TCF: Telcos meeting New Zealand demand
The New Zealand telecommunications industry is responding positively to New Zealanders’ demand for access to high quality telecommunications services, according to the New Zealand Telecommunications Forum (TCF).
The Commerce Commission has released its Annual Telecommunication Monitoring Report this week, and the TCF says it is welcoming the report's findings.
TCF says the report shows that the industry is meeting consumer demand for increased data, with consumption of mobile data rising 35% percent compared to 2018 levels and broadband data rising 21%.
“Data consumption continues to increase and the industry has responded by investing in its networks and making capacity available,” says New Zealand Telecommunications Forum chief executive officer Geoff Thorn.

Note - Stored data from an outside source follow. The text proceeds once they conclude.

PR #107, opened 2022-01-19
Move runtime depedency into main deps

Jokinen:
## Description

Fixes issue in staging that causes next server to crash.


pjlampil (approved):
LGTM 👍

PR #109, opened 2022-01-24
Always import useTranslation from next-i18next

Jokinen:
## Description

Always imports `useTranslation` from `next-i18next` so that the hooks has the correct translation context.

### DIFF
--- a/src/common/components/dateTimePicker/DateTimePicker.tsx
+++ b/src/common/components/dateTimePicker/DateTimePicker.tsx
@@ -16,7 +16,7 @@ import {
   IconCross,
 } from "hds-react";
 import classNames from "classnames";
-import { useTranslation } from "react-i18next";
+import { useTranslation } from "next-i18next";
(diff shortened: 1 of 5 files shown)


src/common/components/dateTimePicker/DateTimePicker.tsx
```diff
@@ -141,7 +141,8 @@ export default function DateTimePicker({
   const dateString = getDate(value);
   const timeString = getTime(value);
 
-  const { t } = useTranslation("date_time_picker");
+  const { t, i18n } = useTranslation("date_time_picker");
+  console.log("mooo", i18n);
```
Sartonon, line 145: `mooo`

Sartonon (approved):
Delete `console.log`. Otherwise looks good :D

src/common/components/dateTimePicker/DateTimePicker.tsx
Jokinen: 🐮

The Commerce Commission’s report shows that the majority of New Zealand households now access the internet via fibre, as opposed to a copper connection, with 880,000 homes and businesses connected to the fibre broadband network. Connections via alternative technologies have also increased, according to the report.
“It is clear that Kiwis are taking advantage of the opportunity to choose a connection technology which is best for them and which provides them with flexibility in the way they work and play,” says Thorn.

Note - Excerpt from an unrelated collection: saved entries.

PR #111, opened 2022-01-27
LIIKUNTA-269 | Fix language changing problem in venue page

Sartonon:
## Description

Changing language didn't change the language of venue's fields on the venue page. Main issue was that we were using same apollo client in server side between requests. I think new apollo client with empty cache should be created with every revalidation. Now we can still use `Accept-Language` header to request different languages.

### Closes

**[LIIKUNTA-269](https://helsinkisolutionoffice.atlassian.net/browse/LIIKUNTA-269):**


Jokinen (approved):
Nice solution 👍 Good job.

Code looks good and I tested the UI a bit to verify that it works.

PR #115, opened 2022-02-01
LIIKUNTA-222 | Add matomo tracking

Sartonon:
## Description

Created Matomo component that handles user tracking

### Closes

**[LIIKUNTA-222](https://helsinkisolutionoffice.atlassian.net/browse/LIIKUNTA-222):**

### Manual testing

With each page / url change there should be HTTP call to digiariis domain.

Screenshot 2022-02-01 at 9 38 22


src/domain/matomo/__tests__/__snapshots__/matomo.test.jsx.snap
```diff
@@ -0,0 +1,9 @@
+// Jest Snapshot v1, https://goo.gl/fbAQLP
+
+exports[`PageWrapper matches snapshot 1`] = `
+<div>
+  <div>
+    Children
+  </div>
+</div>
```
Jokinen: Should the snapshot look like this? What does this test verify?

src/domain/matomo/matomo.tsx
```diff
@@ -0,0 +1,43 @@
+import {
```
Jokinen: Looks like version control may have this file name in lowercase.

src/domain/matomo/matomo.tsx
```diff
@@ -0,0 +1,43 @@
...
+
+const getMatomoUrlPath = (path: string) =>
+  `${process.env.NEXT_PUBLIC_MATOMO_URL_BASE}${path}`;
+
+const matomoInstance = createMatomoInstance({
+  disabled: process.env.NEXT_PUBLIC_MATOMO_ENABLED !== "true",
+  urlBase: process.env.NEXT_PUBLIC_MATOMO_URL_BASE as string,
+  srcUrl: getMatomoUrlPath("piwik.min.js"),
+  trackerUrl: getMatomoUrlPath("tracker.php"),
+  siteId: Number(process.env.NEXT_PUBLIC_MATOMO_SITE_ID),
```
Jokinen: We've accessed environment variables through `Config` so that they are easier to refactor.

src/domain/matomo/matomo.tsx
```diff
@@ -0,0 +1,43 @@
...
+});
+
+const Matomo: React.FC = ({ children }) => {
```
Jokinen: We've used `function Matomo(` styled components in this codebase.

src/pages/_app.tsx
```diff
@@ -7,14 +7,15 @@ import { LoadingSpinner } from "hds-react";
 import Error from "next/error";
 import { appWithTranslation } from "next-i18next";
 import { ToastContainer } from "react-toastify";
-import "nprogress/nprogress.css";
 
+import "nprogress/nprogress.css";
```
Jokinen, line 11: Unexpected that this import has jumped into the in-app exports.

.github/workflows/review.yml
```diff
@@ -38,6 +41,9 @@ jobs:
           DOCKER_BUILD_ARG_NEXT_PUBLIC_CMS_GRAPHQL_ENDPOINT: ${{ env.NEXT_PUBLIC_CMS_GRAPHQL_ENDPOINT }}
           DOCKER_BUILD_ARG_NEXT_PUBLIC_UNIFIED_SEARCH_GRAPHQL_ENDPOINT: ${{ env.NEXT_PUBLIC_UNIFIED_SEARCH_GRAPHQL_ENDPOINT }}
           DOCKER_BUILD_ARG_NEXT_PUBLIC_NEXT_API_GRAPHQL_ENDPOINT: ${{ env.CUSTOM_ENVIRONMENT_URL }}/api/graphql
+          DOCKER_BUILD_ARG_NEXT_PUBLIC_MATOMO_URL_BASE: "//webanalytics.digiaiiris.com/js/"
+          DOCKER_BUILD_ARG_NEXT_PUBLIC_MATOMO_SITE_ID: 587
+          DOCKER_BUILD_ARG_NEXT_PUBLIC_MATOMO_ENABLED: "false"
```
Jokinen, line 46: We've used 0/1 flags for boolean variables because other projects have preferred it previously.

Jokinen (approved):
Slight code style comments. Mainly things that don't align with stylistic choices in this codebase. I pointed them out, you can decide how you want to, if you want to, resolve them.

Otherwise this looks sound, good job!

src/domain/matomo/__tests__/__snapshots__/matomo.test.jsx.snap
Sartonon: Yes. Just a very simple test that makes sure that Matomo component renders the children. Not saying it is very important / ciritcal test but doesn't hurt to have it :)

src/domain/matomo/matomo.tsx
Sartonon: Fixed casing with `git mv`. Seems like it is not changed just by changing it from vscode, exprienced this problem in the past too.

src/pages/_app.tsx
Sartonon: Hmm, interesting that eslint didn't complain about that one, works on other imports

Jokinen (approved):

src/config.ts
```diff
@@ -60,6 +60,27 @@ class Config {
     };
   }
 
+  static get matomoConfiguration() {
+    const matomoUrlBase = this.getEnvOrError(
```
Jokinen, line 64: If this is an optional config, we don't need to error. E.g. if the application can function without it, we do not need to error.

Without some API configs, the application will be broken and useless.

Sartonon: Ill check if it is optional config

Sartonon: Matomo config seems to require URL. Do you think we should add some logic to not include Matomo at all if for example the URL enrivonment variables is missing?

Screenshot 2022-02-01 at 12 18 37

Sartonon: Maybe the simplest solution would be to just have the Matomo enabled if all three env variables are defined. Not sure if it is even necessary to have any of those variables other than  `NEXT_PUBLIC_MATOMO_ENABLED` in environment variables

Jokinen: I'm fine with configuring each environment with the necessary variables and then using matomo's configs to ensure that we don't push stats from other than production environments.

I added the original comment because the CI is breaking on missing env variables. If we should always provide them, then we should configure the CI env to have them.

I mean it'd be ideal if it weren't included when there are no configurations so that we can ensure we don't accidentally log something from an environment that's irrelevant. However, as I recall that's difficult and matomo doesn't provide an easy way to do it out of the box.

Jokinen (approved):

PR #118, opened 2022-02-01
LIIKUNTA-171 | Update documentation for devs and slightly refactor for clarity

Jokinen:
## Description

- Updates readme so it's up to date and inline with best practices

Also contains some other changes that came up while writing the documentation:

- Allows default revalidation time to be configured
- Deprecates `LiikuntaApolloClient` and instead uses a helper function which aligns page rendering between pages
- Removes mock file that wasn't used
- Stores page level tests separately from test utils in order to avoid confusion
- Enables default logging formatter in production
- Refactors application levels configs--stores them under `domain/app` and adds tests

### Closes

**[LIIKUNTA-171](https://helsinkisolutionoffice.atlassian.net/browse/LIIKUNTA-171)**


src/domain/app/getLiikuntaStaticProps.ts
```diff
@@ -0,0 +1,110 @@
...
+  try {
+    await getGlobalCMSData({ client: cmsClient, context });
+    const result = await tryToGetPageProps({ cmsClient });
+    const props =
+      "props" in result
+        ? {
+            initialApolloState: cmsClient.cache.extract(),
+            ...result.props,
+          }
+        : undefined;
```
Sartonon, line 46: Does this mean that if props are not returned from callback, initialApolloState is not extracted?

Sartonon (approved):
Stellar :) Looks very, very good 👍  

`getLiikuntaStaticProps` is nice addition!

src/domain/app/getLiikuntaStaticProps.ts
Jokinen: The return value of a `getStaticProps` function looks like this:

```
export type GetStaticPropsResult<P> =
  | { props: P; revalidate?: number | boolean }
  | { redirect: Redirect; revalidate?: number | boolean }
  | { notFound: true; revalidate?: number | boolean }
```

Which leads me to believe, that for a type correct result, we can't inject any fields into `props` if the field does not exist in the return type, because in that case its a return value is of some type that does not have a props field.

As far as I can tell, if the props field is missing, the result has to be a redirect or a not found variant. I assumed that the props will then be extracted when the user lands on a page that does provide props.

src/domain/app/getLiikuntaStaticProps.ts
```diff
@@ -0,0 +1,110 @@
...
+  };
+  const { data } = await client.query(queryOptions);
+
+  client.writeQuery({
+    ...queryOptions,
+    data: {
+      ...data,
+      // Only use languages that this project supports
+      pageLanguages: getSupportedLanguages(data.pageLanguages, context),
+    },
```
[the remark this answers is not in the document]
Jokinen: Hmn, I think that it's possible.

Spent some time thinking about some way around this, but couldn't come up with one that would just be an adjustment.

A `read` function in the cache was the first thing to come to mind, but I'm not sure if that can be done neatly due to the structure of this data.

Maybe this could be fixed by for instance creating a hook `useLanguages` and doing this pruning there.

“Despite the increased demand for data, New Zealand broadband speeds are still improving with our fixed line broadband speeds well above the OECD average," he explains.
Thorn says the competitiveness of the New Zealand industry is evident in the pricing of these services, with ultra-high broadband users able to access unlimited data at high speeds for far less than the OECD average.

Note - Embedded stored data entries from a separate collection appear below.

PR #125, opened 2022-03-08
Document release 1.0.0-rc3

Jokinen:
### Fixed

- Configured production environment to work from https://liikunta.hel.fi


nikomakela (changes requested):
I would call the next version 1.0.0 instead of release candidate 3. I used the RC when I installed Liikunta with first versions of Unified-Search

PR #129, opened 2022-04-07
LIIKUNTA-275: Fonts

melniiv:
## Description
-Fixed font sized and hline-heights for collection cards

### Closes

**[DEV-XXX](https://helsinkisolutionoffice.atlassian.net/browse/DEV-XXX):**

### DIFF
--- a/src/common/components/card/CollectionCard.tsx
+++ b/src/common/components/card/CollectionCard.tsx
@@ -9,7 +9,7 @@ function CollectionCard({ id, title, infoLines, keywords, href, image }: Item) {
     <Card id={id}>
       <Card.Content>
         <Card.Title variant="h3" title={title} href={href} />
-        <Card.InfoLines as="p" variant="body-l" infoLines={infoLines} />
+        <Card.InfoLines variant="body-l" infoLines={infoLines} />
       </Card.Content>
       <Card.Cta />
       <Card.Keywords keywords={keywords} className={styles.keywords} />
--- a/src/common/components/card/CollectionCard.tsx
+++ b/src/common/components/card/CollectionCard.tsx
@@ -9,7 +9,7 @@ function CollectionCard({ id, title, infoLines, keywords, href, image }: Item) {
     <Card id={id}>
       <Card.Content>
         <Card.Title variant="h3" title={title} href={href} />
-        <Card.InfoLines infoLines={infoLines} />
+        <Card.InfoLines as="p" variant="body-l" infoLines={infoLines} />
       </Card.Content>
       <Card.Cta />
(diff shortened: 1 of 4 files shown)


src/common/components/card/CollectionCard.tsx
```diff
@@ -9,7 +9,7 @@ function CollectionCard({ id, title, infoLines, keywords, href, image }: Item) {
     <Card id={id}>
       <Card.Content>
         <Card.Title variant="h3" title={title} href={href} />
-        <Card.InfoLines infoLines={infoLines} />
+        <Card.InfoLines as="p" variant="body-l" infoLines={infoLines} />
```
Jokinen, line 12: Variant `body-l` should be mapped to the `p` element by default:

https://github.com/City-of-Helsinki/liikunta-helsinki/blob/main/src/common/components/text/Text.tsx#L36

src/common/components/card/LargeCollectionCard.tsx
```diff
@@ -16,7 +16,7 @@ function LargeCollectionCard({
     <Card id={id} className={styles.largeCollectionCard}>
       <Card.Content className={styles.text}>
         <Card.Title as="h3" variant="h2" title={title} href={href} />
-        <Card.InfoLines as="p" variant="body-xl" infoLines={infoLines} />
+        <Card.InfoLines as="p" variant="body-l" infoLines={infoLines} />
```
Jokinen, line 19: Variant `body-l` should be mapped to the `p` element by default:

https://github.com/City-of-Helsinki/liikunta-helsinki/blob/main/src/common/components/text/Text.tsx#L36

src/pages/collections/[slug].tsx
```diff
@@ -33,6 +33,8 @@ type CollectionItemListProps = {
   noPagination?: boolean;
 };
 
+const TextBodyL = (props) => <Text {...props} variant="body-l" />;
```
Comment (Jokinen) [inline src/pages/collections/[slug].tsx:36]: I think props might be `any` here. I think we could consider whether we want to give this a type. For instance with `React.HTMLAttributes<HTMLParagraphElement>`, which should be close to the props a `p` element can receive.

The result is a bit uglier declaration due to slight differences between the attributes of a `p` element and the props of a `Text`.

```tsx
const TextBodyL = ({
  children,
  ...props
}: React.HTMLAttributes<HTMLParagraphElement>) =>
  children ? (
    <Text {...props} variant="body-l">
      {children}
    </Text>
  ) : null;
```

Maybe we could align these APIs by making children optional in the `Text` component?

Your call.

Jokinen (approved):
Looks good, good job 👍

Minor comments on technical details.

“It is clear that consumers are benefiting from high levels of investment by the industry which is providing them with the flexibility to choose how they wish to connect," Thorn says.
"No matter how they connect, they are able to access increased amounts of data at competitive prices and faster speeds,” he says.
It has been a big year for New Zealand's telecommunications industry, with Slingshot, Flip and Orcon all fined by the Commerce Commission earlier this year.
The telco providers pleaded guilty and were convicted in relation to 13 charges under the Fair Trading Act for conduct that occurred between 2 January 2012 and 1 March 2018. They were fined a total of $121,500 for making false representations in invoices they sent to their customers.
The Commerce Commission said all three companies terms and conditions said charges for customers' internet and/or landline services would stop one month after they gave notice to terminate their contracts. However, the companies issued final invoices to nearly 6,000 customers that included charges for services beyond the one-month notice period. In doing so, the companies misrepresented their rights to payments because their customers only owed payment for the services provided prior to the agreed termination date. As a result, customers overpaid around $132,000.